----- Entries supplied -----
PR #331, opened 2018-02-01
Add ability to configure the item comparer function.

travist:
We need the ability to configure the item comparer using something like [Lodash.isEqual](https://lodash.com/docs/4.17.4#isEqual). With this, we can do the following...

```js
import _isEqual from 'lodash/isEqual';
...
...
let choices = new Choices(...., {
  itemComparer: _isEqual
});
```

### DIFF
--- a/README.md
+++ b/README.md
@@ -99,6 +99,9 @@ Or include Choices directly:
     maxItemText: (maxItemCount) => {
       return `Only ${maxItemCount} values can be added.`;
     },
+    itemComparer: (choice, item) => {
+      return choice === item;
+    },
     classNames: {
       containerOuter: 'choices',
       containerInner: 'choices__inner',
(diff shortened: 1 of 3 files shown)


jshjohnson:
Nice @travist - thanks 💯

travist:
Thanks for merging this @jshjohnson. What is the possibility to get this back-ported into the 3.x branch? We will make a pull request against master if that makes it easier for you.

Right now we are [duck-punching](https://github.com/formio/formio.js/blob/master/src/components/select/Select.js#L16) a Choices method within [formio.js](https://github.com/formio/formio.js) to allow us to have deep equality checks. Having this in the 3.x choices would save us from that hack.

jshjohnson:
@travist  Sure, feel free!

travist:
Here it is thanks. https://github.com/jshjohnson/Choices/pull/334

PR #333, opened 2018-02-02
Add custom properties to 'addItem' event

BJJLangedijk:
## This is the problem:

Previously users were unable to get the customProperties set when adding an item with custom properties.

## Steps to reproduce:

- build item Object with custom properties.
- Add `addItem` eventlistener.
- create new Choices() instance and pass along item with customer properties.
- `addItem` eventlistener will be triggered however it will not contain custom properties.

## This is my solution:

Add customProperties values to the `triggerEvent(this.passedElement, 'addItem', params)`


jshjohnson:
Thanks. Would you mind also updating the README for this event please 👍

sandric:
I think it would be actually neat to describe it somewhere in docs. To find info how to programmatically add new option (choice) to select I had to search in issues.

PR #339, opened 2018-02-15
Replace hardcoded color for input with $choices-bg-color variable

waltton:


src/styles/scss/choices.scss
```diff
@@ -276,7 +276,7 @@ $choices-icon-cross-inverse: url(data:image/svg+xml;base64,PHN2ZyB3aWR0aD0iMjEiI
 .#{$choices-selector}__input {
   display: inline-block;
   vertical-align: baseline;
-  background-color: mix(#000000, #FFFFFF, 2.5%);
+  background-color: $choices-bg-color;
```
jshjohnson: Does this equate to the same colour?

waltton: Yes, `mix(#000000, #FFFFFF, 2.5%)` is equivalent to `#f9f9f9` that is the default value of `$choices-bg-color`.

jshjohnson: Cool, thanks 👌

PR #378, opened 2018-03-31
Fixed an issue where non-strings can be sent to the stripHTML method.

travist:


travist:
This should fix https://github.com/jshjohnson/Choices/issues/377

jshjohnson:
I'm a bit confused, how can `input.value` or `input.placeholder` be an object? It should always be a string

travist:
Here is a JSFiddle that shows the error. Try to select an item and look at the console when you do that. What you will find is that for any choices where a JSON is provided as the list of available options it crashes.

https://jsfiddle.net/travistidwell/1actk0fa/

This is a very common use case that we use within the Form.io core renderer @ https://github.com/formio/formio.js. Please verify on your end. Until a new release is out, we will need to duck-punch this method, which I don't really like doing.

Thanks,

Travis.

fernandoagarcia:
@travist if you are trying to save complex data types you can use customProperties to add additional data that can be accessed via the event.detail. I don't believe that using objects in values or placeholders is intuitive otherwise that would be a native element in HTML inputs. Integers I can understand but this seems like a very particular use case.  However, customProperties is the perfect key to use in your case: https://github.com/jshjohnson/Choices#items

travist:
I see your point, but one of the main motivations to using this library instead of HTML select input was its ability to manage complex data inputs as selectable values. The ONLY thing that is keeping this library from supporting this is the recent change to determine the input width, which should be determined via the "label" and not the "value". I may work on this pull request to determine if I have access to the label of the element instead of the value when determining the width and then it should work just fine.

My issue with using the ```customProperties``` is that there is no way of determining what the "value" should be that represents the object that is being stored. We introduced the ```itemComparer``` capability in a previous commit that would allow you to determine value equality using ```_.isEqual```, but now this will be very difficult since all items are identified by their value and customProperties has no meaning to the value of the item. Do we now create object Hashes as the values?... hard to say, and adds an enormous amount of overhead to something that worked very well the way it was before. Also, looking at the example you gave me, this now needs to be rewritten since technically this library cannot handle an ```array of objects``` anymore. 

I really wish the maintainer will re-consider keeping the ability to select complex data objects. Like I mentioned before, this was working perfectly before, and we have a lot of people using our Form.io renderer that uses this library extensively. We will need to fork this repo to move forward and I really don't want to do that.

jshjohnson:
I'm not necessarily opposed to fixing your issue - I do think it's a strange use case though.
 
I do think the fix needs revisiting though. I think a cleaner solution would be to just cast `value` to a string within getWidthOfInput before running stripHTML. Then replace will always be defined. Alternatively you could alter stripHTML to just return the value if it's not a string.

travist:
I agree that what I provided needs work. I am going to investigate to see if I have access to the "label" in this method since that is something that is always a string. Give me some time to investigate.

jshjohnson:
Thanks @travist 🎉

YuryRybakSoftensity:
@jshjohnson @travist I have investigated this item and found, that if we change `choice.value` to `choice.label` [here](https://github.com/jshjohnson/Choices/blob/394bde313d0f8a50b4c2b9d64d35b76ded68a515/assets/scripts/src/choices.js#L1264) it will resolve the issue.

YuryRybakSoftensity:
Here is the fix https://github.com/jshjohnson/Choices/pull/392

travist:
@YuryRybakSoftensity 👍

jshjohnson:
This has been resolved in develop - a value is now always cast to a string: https://github.com/jshjohnson/Choices/blob/develop/src/scripts/components/input.js#L24

travist:
I would like to express my concern with now making this library only support "string" values. The ability for this library to work with string and object values was the main purpose we chose this library as the basis for the select elements within the Form.io renderer. If this library moves in that direction, then we will either need to fork this repository or find another one, which I would really not like doing.

The proposed fix above does actually fix the problem, since it seems that the only place that this library currently breaks when the values are not strings was the placeholder text. Your statement on that fix where you state that it reflects a bigger problem where this library assumes the values are "strings" and that this library should force values to be strings is incorrect IMO. This library should be able to support objects as values like any other "select" library out there like https://selectize.github.io/selectize.js/ and https://select2.org/.

Please reconsider this support.

travist:
You mentioned in a previous comment that you feel it is a strange use-case to have a select dropdown select complex objects, so I wanted to provide some use cases in our renderer where this is needed.

Consider this CodePen.  https://codepen.io/travist/pen/XYrqpE

The submission data of the form is actually represented below the form, and this is how it is submitted to our backend. We have this type of form all over in our forms, where the selection of an item represents the selection of a more complex data item that is stored with the submission. This is the ONLY way to get "references" selected within our resources or API endpoints to form integrations between multiple submissions and complex data objects.

Your latest version of Choices.js completely breaks this for us and we cannot use it.

jshjohnson:
@travist thanks for the info, I'll look into it tomorrow to see if there's a clean solution 👍

michaelpumo:
I solved this issue for myself by casting **all values** in my options object, to strings. Choices.js appears to expect everything in an options object top be a string.

I had initially had **true numbers** as my **values** and it was causing the error above when clicking each of them.

e.g.

```
const myOptions = [
  { value: 1, label: 'Gold' },
  { value: 2, label: 'Silver' },
  { value: 3, label: 'Bronze' }
]

const newOptions = myOptions.map(item => ({ value: item.value.toString(), label: item.label.toString() }))
```

This will result in:

```
[
  { value: '1', label: 'Gold' },
  { value: '2', label: 'Silver' },
  { value: '3', label: 'Bronze' }
]
```

...which is Choices.js safe.

Hope this helps somebody else out there! 

If you still need values that are selected as numbers, you can always cast them back with something like `parseInt(value, 10)`

Issue #135, opened 2017-09-25
Ignore differences to $wp_version revision number when wordpress-develop (src) is deployed


westonruter:
I have an environment where I have `SCRIPT_DEBUG` enabled and am pushing out the files directly from wordpress-develop where the `$wp_version` is `4.9-alpha-40870-src`. Even though I have the latest from `trunk`, in the dashboard I see this message:

![image](https://user-images.githubusercontent.com/134745/30825168-e2998bcc-a1e6-11e7-9d11-7df4502bc95d.png)

I think it is because the nightly build bumps the changeset rev number in `$wp_version` whereas each commit to `wordpress-develop` does not (it only gets bumped with each beta/rc/final).

So I think that if `-src` appears in `$wp_version` that the revision number should be ignored from consideration when determining if there are new changes to update to.

ataylorme:
@westonruter can you test #136?

westonruter:
@ataylorme tested, feedback provided.

PR #136, opened 2017-09-25
Don't show WordPress update warning if the WordPress version contains src

ataylorme:
Addresses #135

### DIFF
--- a/wp-content/mu-plugins/pantheon/pantheon-updates.php
+++ b/wp-content/mu-plugins/pantheon/pantheon-updates.php
@@ -19,8 +19,9 @@ function _pantheon_get_latest_wordpress_version() {
 		return null;
 	}
 
-	// We're only looking for stable releases so return null for trunk or beta version of WordPress
-	if( false === stripos($core_updates[0]->current, 'beta') || false === stripos($core_updates[0]->current, 'src') ){
+	// We're only looking for stable releases so return null for unstable versions of WordPress, such as trunk or beta
+	// Stable releases only contain numbers and periods, e.g. 4.9
+	if( 0 === preg_match('/^[\d\.]+$/', $core_updates[0]->current) ){
 		return null;
 	}
 
--- a/wp-content/mu-plugins/pantheon/pantheon-updates.php
+++ b/wp-content/mu-plugins/pantheon/pantheon-updates.php
@@ -15,7 +15,7 @@ function _pantheon_hide_update_nag() {
 function _pantheon_get_latest_wordpress_version() {
 	$core_updates = get_core_updates( array('dismissed' => false) );
 
-	if( ! is_array($core_updates) || empty($core_updates) || ! property_exists($core_updates[0], 'current' ) ){
+	if( ! is_array($core_updates) || empty($core_updates) || ! property_exists($core_updates[0], 'current' ) || false === stripos($core_updates[0]->current, 'src') ){
 		return null;
 	}
 
--- a/wp-content/mu-plugins/pantheon/pantheon-updates.php
+++ b/wp-content/mu-plugins/pantheon/pantheon-updates.php
@@ -15,7 +15,12 @@ function _pantheon_hide_update_nag() {
 function _pantheon_get_latest_wordpress_version() {
 	$core_updates = get_core_updates( array('dismissed' => false) );
 
-	if( ! is_array($core_updates) || empty($core_updates) || ! property_exists($core_updates[0], 'current' ) || false === stripos($core_updates[0]->current, 'src') ){
+	if( ! is_array($core_updates) || empty($core_updates) || ! property_exists($core_updates[0], 'current' ) ){
+		return null;
+	}
+
+	// We're only looking for stable releases so return null for trunk or beta version of WordPress
+	if( false === stripos($core_updates[0]->current, 'beta') || false === stripos($core_updates[0]->current, 'src') ){
 		return null;
 	}
 


westonruter:
@ataylorme While this works, it will have the unintended side effect of not prompting for updates when they are available. For example, if I have deployed `4.9-alpha-40870-src` but then a nightly build of `4.9-beta1-45000` is available, then I _should_ still get prompted to update. *But* it should not update using the nightly build because then that will blow away the `-src`. So in that case, a different notification should be displayed. 

In either case, however, I don't think that linking to the Pantheon dashboard is the right place to go in the case of nightly/trunk deployments. The upstream from Pantheon won't have any updates. If the beta tester plugin is enabled, then I think this should have instructions on turning on SFTP mode and then linking to the core update screen. Otherwise, if it is a `trunk` wordpress-develop (`src`) version, then the instructions should just direct the user to update the codebase from their own machine.

ataylorme:
>  If the beta tester plugin is enabled, then I think this should have instructions on turning on SFTP mode and then linking to the core update screen. Otherwise, if it is a trunk wordpress-develop (src) version, then the instructions should just direct the user to update the codebase from their own machine.

I think this might be out of scope. Let me know if you disagree but I would assume anyone running the beta tester plugin or trunk wordpress-develop knows how to update, as they did so to get to that state, and we don't need to provide instructions.

The notification that's provided now is only intended to display when a Pantheon upstream update for WordPress core to a higher version is available.

westonruter:
OK, sounds good to me.

wp-content/mu-plugins/pantheon/pantheon-updates.php
```diff
@@ -19,6 +19,12 @@ function _pantheon_get_latest_wordpress_version() {
 		return null;
 	}
 
+	// We're only looking for stable releases so return null for unstable versions of WordPress, such as trunk or beta
+	// Stable releases only contain numbers and periods, e.g. 4.9
+	if( 0 === preg_match('/^[\d\.]+$/', $core_updates[0]->current) ){
```
ataylorme: @westonruter how's this? Anything that doesn't contain a number or period will be marked as an unstable version and won't trigger the Pantheon update nag. I tested with standard versions like `4.8.2` and `4.9`.

westonruter: That works, though you could also just check to see if the version contains `-`.

danielbachhuber: If I've installed `4.9-alpha-40870-src` and `4.9` comes out, will I receive an update nag?

ataylorme: No, returning `null` here based on the current version not being a stable release will disable all update nags.

danielbachhuber: > No, returning `null` here based on the current version not being a stable release will disable all update nags.

Hm. Personally, I'd expect to see an update nag if there's a stable release that's more recent than the development version I'm running. I often forget to keep development versions up to date :/

We could write a version comparison function that works with custom WP versions, and do so in a separate repo with tests, etc.

Frankly, WP-CLI would benefit from this too because Weston has just highlighted a couple of inadequacies to my existing helper function: https://github.com/wp-cli/wp-cli/blob/master/php/utils.php#L246

danielbachhuber: https://github.com/wp-cli/wp-cli/issues/4380

westonruter: @danielbachhuber I think the comparison logic would be something like this:

```php
/**
 * Compare two WordPress version numbers which look like '4.9-alpha-40870-src'.
 *
 * @param string $ver_a Version A.
 * @param string $ver_b Version B.
 * @return int Comparison.
 */
$compare = function( $ver_a, $ver_b ) {
	$ver_a_parts = explode( '-', $ver_a );
	$ver_b_parts = explode( '-', $ver_b );

	// Compare semantic versions.
	$semver_a = array_shift( $ver_a_parts );
	$semver_b = array_shift( $ver_b_parts );
	$comparison = version_compare( $semver_a, $semver_b );
	if ( 0 !== $comparison ) {
		return $comparison;
	}

	// Compare pre-release identifiers 'alpha', 'beta', 'rc'.
	$prerelease_a = array_shift( $ver_a_parts );
	$prerelease_b = array_shift( $ver_b_parts );
	$comparison = strcmp( $prerelease_a, $prerelease_b );
	if ( 0 !== $comparison ) {
		return $comparison;
	}

	// If either version is a src (but not both) then consider them equal.
	$src_a = 'src' === array_shift( $ver_a_parts );
	$src_b = 'src' === array_shift( $ver_b_parts );
	if ( $src_a xor $src_b ) {
		return 0;
	}

	// Compare revision numers.
	$rev_a = intval( array_shift( $ver_a_parts ) );
	$rev_b = intval( array_shift( $ver_b_parts ) );
	return $rev_b - $rev_a;
};
```

ataylorme:
> I'd expect to see an update nag if there's a stable release that's more recent than the development version I'm running. I often forget to keep development versions up to date :/

Any objection to merging what we have now and then swapping out for a more advanced check later?

greg-1-anderson:
I think a little too much nag is better than not enough nag, if we have to chose a less-than-perfect solution.

danielbachhuber:
Given the level of effort in making changes to the upstream, I'd think it's better to get it right the first time.

If no one steps forth on the WP-CLI issue in the next couple of days, I can own this early next week.

danielbachhuber:
Closing in favor of #138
-----
== Assignment ==
Collect every line above that contains the word "addItem".

== Answer below ==
Add custom properties to 'addItem' event
- Add `addItem` eventlistener.
- `addItem` eventlistener will be triggered however it will not contain custom properties.
Add customProperties values to the `triggerEvent(this.passedElement, 'addItem', params)`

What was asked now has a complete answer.